Charles Dickens

'The next wreath I adjust on this fair head, will be a marriage wreath,' said Grace; 'or I am no true prophet, dear.'

Her sister smiled, and held her in her arms.

'A moment, Grace. Don't leave me yet. Are you sure that I want nothing more?'

Her care was not for that. It was her sister's face she thought of, and her eyes were fixed upon it, tenderly.

'My art,' said Grace, 'can go no farther, dear girl; nor your beauty. I never saw you look so beautiful as now.'

'I never was so happy,' she returned.

'Ay, but there is a greater happiness in store. In such another home, as cheerful and as bright as this looks now,' said Grace, 'Alfred and his young wife will soon be living.'

She smiled again. 'It is a happy home, Grace, in your fancy. I can see it in your eyes. I know it WILL be happy, dear. How glad I am to know it.'

'Well,' cried the Doctor, bustling in. 'Here we are, all ready for Alfred, eh? He can't be here until pretty late - an hour or so before midnight - so there'll be plenty of time for making merry before he comes. He'll not find us with the ice unbroken. Pile up the fire here, Britain! Let it shine upon the holly till it winks again. It's a world of nonsense, Puss; true lovers and all the rest of it - all nonsense; but we'll be nonsensical with the rest of 'em, and give our true lover a mad welcome. Upon my word!' said the old Doctor, looking at his daughters proudly, 'I'm not clear to-night, among other absurdities, but that I'm the father of two handsome girls.'

'All that one of them has ever done, or may do - may do, dearest father - to cause you pain or grief, forgive her,' said Marion, 'forgive her now, when her heart is full. Say that you forgive her. That you will forgive her. That she shall always share your love, and -,' and the rest was not said, for her face was hidden on the old man's shoulder.

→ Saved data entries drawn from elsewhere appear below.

PR #12408, opened 2021-10-19
Avoid storybook-build directory when linting

darkwing:
My `yarn lint:fix` has been hanging for a few weeks now.  After running `./node_modules/eslint/bin/eslint.js . --ext js --debug`, I noticed the last item being used was in the `storybook-build` directory.  Ignoring that directory made the linting finish, albeit in it still took ~80 seconds.


jpuri (approved):

Gudahtt (approved):
Good catch!

PR #12410, opened 2021-10-19
Make showFiatInTestnets only apply to known Testnets, not all non-mainnet networks

### LINKED ISSUE #12119: Make ShowFiatInTestNets preference only apply to test-nets (not all custom networks)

'Tut, tut, tut,' said the Doctor gently. 'Forgive! What have I to forgive? Heyday, if our true lovers come back to flurry us like this, we must hold 'em at a distance; we must send expresses out to stop 'em short upon the road, and bring 'em on a mile or two a day, until we're properly prepared to meet 'em. Kiss me, Puss. Forgive! Why, what a silly child you are! If you had vexed and crossed me fifty times a day, instead of not at all, I'd forgive you everything, but such a supplication. Kiss me again, Puss. There! Prospective and retrospective - a clear score between us. Pile up the fire here! Would you freeze the people on this bleak December night! Let us be light, and warm, and merry, or I'll not forgive some of you!'

So gaily the old Doctor carried it! And the fire was piled up, and the lights were bright, and company arrived, and a murmuring of lively tongues began, and already there was a pleasant air of cheerful excitement stirring through all the house.

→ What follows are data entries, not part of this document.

PR #12234, opened 2021-09-28
Connect ledger via webhid if that option is available

danjm:
This PR adds a permission request to connect the extension to a ledger hardware wallet device, if that option is available in the current browser.

Associated PRs: https://github.com/MetaMask/eth-ledger-bridge-keyring/pull/106 and https://github.com/MetaMask/eth-ledger-bridge-keyring/pull/107

This PR should also update the version of `eth-ledger-bridge-keyring` once PR 107 is merged and a new version of that module is released.

PR #12411, opened 2021-10-19
Connect Ledger via WebHID

danjm:
This PR improves upon and replaces https://github.com/MetaMask/metamask-extension/pull/12234

The purpose of this PR is to enable users to connect their Ledger devices to metamask via WebHID, if that option is available in the current browser.

When the user goes through the hardware wallet connect flow, by default they will be presented with a browser popup that asks them permission to connect their Ledger device.

In addition to that, other changes/improvements are:

- the settings toggle for ledger live has been changed to a dropdown menu, allowing users to select up to 3 options (ledger live, u2f and webhid)
- if webhid is selected in the aforementioned dropdown, and the ledger device is not connected, then a request to connect the device via webhid is made at that time
- if, in the hardware wallet connection flow, the user cancel's a connection request, an appropriate error message is shown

More and more company came flocking in. Bright eyes sparkled upon Marion; smiling lips gave her joy of his return; sage mothers fanned themselves, and hoped she mightn't be too youthful and inconstant for the quiet round of home; impetuous fathers fell into disgrace for too much exaltation of her beauty; daughters envied her; sons envied him; innumerable pairs of lovers profited by the occasion; all were interested, animated, and expectant.

Mr. and Mrs. Craggs came arm in arm, but Mrs. Snitchey came alone. 'Why, what's become of HIM?' inquired the Doctor.

The feather of a Bird of Paradise in Mrs. Snitchey's turban, trembled as if the Bird of Paradise were alive again, when she said that doubtless Mr. Craggs knew. SHE was never told.

'That nasty office,' said Mrs. Craggs.

'I wish it was burnt down,' said Mrs. Snitchey.

'He's - he's - there's a little matter of business that keeps my partner rather late,' said Mr. Craggs, looking uneasily about him.

'Oh-h! Business. Don't tell me!' said Mrs. Snitchey.

'WE know what business means,' said Mrs. Craggs.

But their not knowing what it meant, was perhaps the reason why Mrs.